◆ **Task description**: Starting at the line that contains "Really nice! Thanks!", repeat each line exactly through the last line of the listing, and repeat nothing else.

◆ **Exercise data**:
====================

Issue #115, opened 2025-05-13
Improve Tool interface typing


MQ37:
Use something like this so the tool type is more explicit:
```

interface Tool {
  type: string;
  name: string;
  ...
}

interface InternalTool extends Tool {
  type: 'internal';
}

interface ActorTool extends Tool {
  type: 'actor';
}
```

PR #323, opened 2025-10-31
refactor: simplify the tool types

MQ37:
closes https://github.com/apify/apify-mcp-server/issues/115

This bothered me for a long time and decided to give it a go today.  I believe these code changes make the codebase more maintainable and simple. **This was partially vibe coded.**

Changes:
- got rid of the wrapper tool type
- use only specific types based in the type discriminator - no nesting of the tool object
- simplified code where I could

### DIFF
--- a/tests/integration/suite.ts
+++ b/tests/integration/suite.ts
@@ -405,7 +405,7 @@ export function createIntegrationTestsSuite(
             const result = await client.callTool({
                 name: HelperTools.STORE_SEARCH,
                 arguments: {
-                    search: query,
+                    keywords: query,
                     limit: 5,
                 },
             });
@@ -422,7 +422,7 @@ export function createIntegrationTestsSuite(
             const result = await client.callTool({
                 name: HelperTools.STORE_SEARCH,
                 arguments: {
-                    search: 'rental',
+                    keywords: 'rental',
                     limit: 100,
                 },
             });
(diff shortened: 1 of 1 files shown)


src/types.ts
```diff
@@ -60,24 +61,29 @@ export type ActorDefinitionPruned = Pick<ActorDefinitionWithDesc,
...
     ajvValidate: ValidateFunction;
 }
 
+/**
+ * Type for MCP SDK's inputSchema constraint.
+ * Extracted directly from the MCP SDK's ToolSchema to ensure alignment with the specification.
+ * The MCP SDK requires inputSchema to have type: "object" (literal) at the top level.
+ * Use this type when casting schemas that have type: string to the strict MCP format.
+ */
+export type McpInputSchema = z.infer<typeof ToolSchema>['inputSchema'];
```
jirispilka: Can you think of better name than McpInputSchema? This is really vague. `ToolInputSchema` ?

jirispilka (approved):
Really nice! Thanks!

I only check couple of tools as the rest of the changes were quite similar (for other tools)

Consider renaming `McpInputSchema`. This is not descriptive IMO

src/types.ts
MQ37: good point, `ToolInputSchema` is much better :+1:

====================

◆ **Result**:
Really nice! Thanks!

I only check couple of tools as the rest of the changes were quite similar (for other tools)

Consider renaming `McpInputSchema`. This is not descriptive IMO

src/types.ts
MQ37: good point, `ToolInputSchema` is much better :+1:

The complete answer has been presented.